=== What is being asked ===
Take each line of the material that includes "backlog" and copy it.

=== Exercise data ===
<<<<

PR #1461, opened 2023-04-04
Make easier to hide icon in external links

libertymayc:
Make easier to hide icon in external links by changing types

### DIFF
--- a/.changeset/violet-walls-act.md
+++ b/.changeset/violet-walls-act.md
@@ -3,3 +3,9 @@
 ---
 
 Make hiding icons in external links easier
+
+```tsx
+<Link IconComponent={null} href="#root" target="_blank">
+  This has no icon
+</Link>
+```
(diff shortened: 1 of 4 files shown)


joshwooding (approved):

joshwooding (approved):
Looks good

ImmanuelBaskaran (dismissed):

alycrys:
When we refactored Link it was agreed by design (along with Stella) that the icon on external links should always be visible. I'm curious what's the reason for this change

libertymayc:
> When we refactored Link it was agreed by design (along with Stella) that the icon on external links should always be visible. I'm curious what's the reason for this change

its for wrapping components like Card in Link

joshwooding:
@alycrys @libertymayc I think we should have this functionality. We should either not document it on the Link page or add a warning that this is only needed when you wrap a component in the Link

ImmanuelBaskaran (approved):

alycrys (approved):

PR #1462, opened 2023-04-04
Data Grid / Click outside confirms value

### LINKED ISSUE #1372: Data Grid Editable Cell not updated after blur
### Package name(s)

Data Grid v1.0.0 (@salt-ds/data-grid)

### Description

After editing a cell value, clicking away will revert cell value instead of accepting it

### Steps to reproduce

1. Go to data grid [storybook](https://storybook.saltdesignsystem.com/?path=/story/documentation-data-grid-data-grid--page)
2. Found "Editable cells" example
3. Double click any of the editable cell to enter edit mode
4. Make some changes to the value
5. Click away to other cells
6. Cell value reverted to original value

### Expected behavior

Cell value changed to new value entered, unless used "Esc" key

### Operating system

- [X] macOS
- [ ] Windows
- [ ] Linux
- [ ] iOS
- [ ] Android

### Browser

- [X] Chrome
- [ ] Safari
- [ ] Firefox
- [ ] Edge

ZarkoPernar:
### Description
**The work in this PR is split logically by commit.** Closes #1372 

### Why the refactor?
Currently we store the editor input value in the editor component. This means if we wanted to confirm the editor value when we click outside that editor we have to somehow react to an event outside the component and report the current value to the Grid. Initially, I attempted to do this with listening on `onBlur` on the input, however this didn't work because there is a tricky race condition where we destroy the component before the onBlur is called. It could have been solved potentially, but it led down a rabbit hole of handling race conditions and various event handlers being refactored.

### Changes
- Pulled out the editor value from the editor component to the top of the Grid. This comes with some performance penalty because now typing triggers a re-render in the Grid. This should be fine for now as we don't have any noticeable issues with other state changes in Grid like cell navigation or selection.
- With this refactor the fix for clicking outside and confirming value is easier since we don't have any race conditions. We listen to the global click, or a click on a different cell, and end the editing with the final value. There is a slight conflict with onMouseDown listener on the cell and the global click listener so we check if the click hasn't originated inside the body of the grid.
- Fixed a bug where you can't start typing with a letter "a"
- Added some missing tests


packages/grid/src/Grid.tsx
```diff
@@ -702,6 +713,9 @@ export const Grid = function Grid<T>(props: GridProps<T>) {
       if (part === "header" && !headerIsFocusable) {
         return;
       }
+      if (editMode) {
```
origami-z, line 716: What if click on header or other intractable elements outside of the grid?

ZarkoPernar: Yeah, I was thinking of setting up a global click listener but then realised it will have conflicts with existing listeners. Also, Im pretty sure calling `.stopPropagation()` on a react event will not stop it from bubbling to the actual dom listeners? Maybe we handle this in next iteration.

ZarkoPernar: But to answer your question, nothing 😅

ZarkoPernar: Actually, I think I found a solution. Stay tuned.

ZarkoPernar: @origami-z Ok, I have now updated the PR with a solution for this. Check out the [listen to click on the page and on the header](https://github.com/jpmorganchase/salt-ds/pull/1462/commits/b6e6bd7c42965576f237e5ab45acfa00597c733c) commit.

Fercas123 (dismissed):

packages/grid/src/EditorContext.ts
```diff
@@ -1,10 +1,11 @@
 import { createContext, useContext } from "react";
 
 export interface EditorContext {
-  initialText?: string;
+  editorText: string;
```
mark-tate, line 4: this would be considered a breaking change  in future ?

How will we handle breaking changes, once the grid gets adoption ?
Do we know if anyone is using this already ?

PR #1481, opened 2023-04-05
Add site redirects and remove remote source

JoanaMMoreira:
- Add site redirects so users can access pages without using the salt prefix e.g. `https://next.saltdesignsystem.com/getting-started`, `https://next.saltdesignsystem.com/components`, etc
- Remove remote source as it's not required
- Update snapshots


Fercas123 (approved):

mark-tate (approved):

james-nash:
The behaviour I'm seeing when I run this locally is:

* Open `http://localhost:3000/`, and my browser is redirected (via HTTP 308 permanent redirect) to `http://localhost:3000/salt/index`
* The nav links in the header all point to URL paths prefixed with `salt/`
* Entering any "old" URLs, e.g. `http://localhost:3000/getting-started/`, does an HTTP redirect to the corresponding `salt/getting-started/index` URL

If this is the expected behaviour of these changes, then I'm happy to approve this PR.

However, longer term, I still want us to get back to the current, "cleaner" URL structure without a `salt/` prefix and `index` suffix. Happy to raise separate issue for Mosaic and/or our site to get that on our backlog(s) to be resolved in the future.

JoanaMMoreira:
> The behaviour I'm seeing when I run this locally is:
> 
> * Open `http://localhost:3000/`, and my browser is redirected (via HTTP 308 permanent redirect) to `http://localhost:3000/salt/index`
> * The nav links in the header all point to URL paths prefixed with `salt/`
> * Entering any "old" URLs, e.g. `http://localhost:3000/getting-started/`, does an HTTP redirect to the corresponding `salt/getting-started/index` URL
> 
> If this is the expected behaviour of these changes, then I'm happy to approve this PR.
> 
> However, longer term, I still want us to get back to the current, "cleaner" URL structure without a `salt/` prefix and `index` suffix. Happy to raise separate issues for Mosaic and/or our site to get that on our backlog(s) to be resolved in the future.

Yeah this is the only workaround for now, there will need to be some work on the Mosaic side to allow a default source so it doesn't have to be explicit in the url like it is now

james-nash (approved):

>>>>

=== Answer to the exercise ===
However, longer term, I still want us to get back to the current, "cleaner" URL structure without a `salt/` prefix and `index` suffix. Happy to raise separate issue for Mosaic and/or our site to get that on our backlog(s) to be resolved in the future.
> However, longer term, I still want us to get back to the current, "cleaner" URL structure without a `salt/` prefix and `index` suffix. Happy to raise separate issues for Mosaic and/or our site to get that on our backlog(s) to be resolved in the future.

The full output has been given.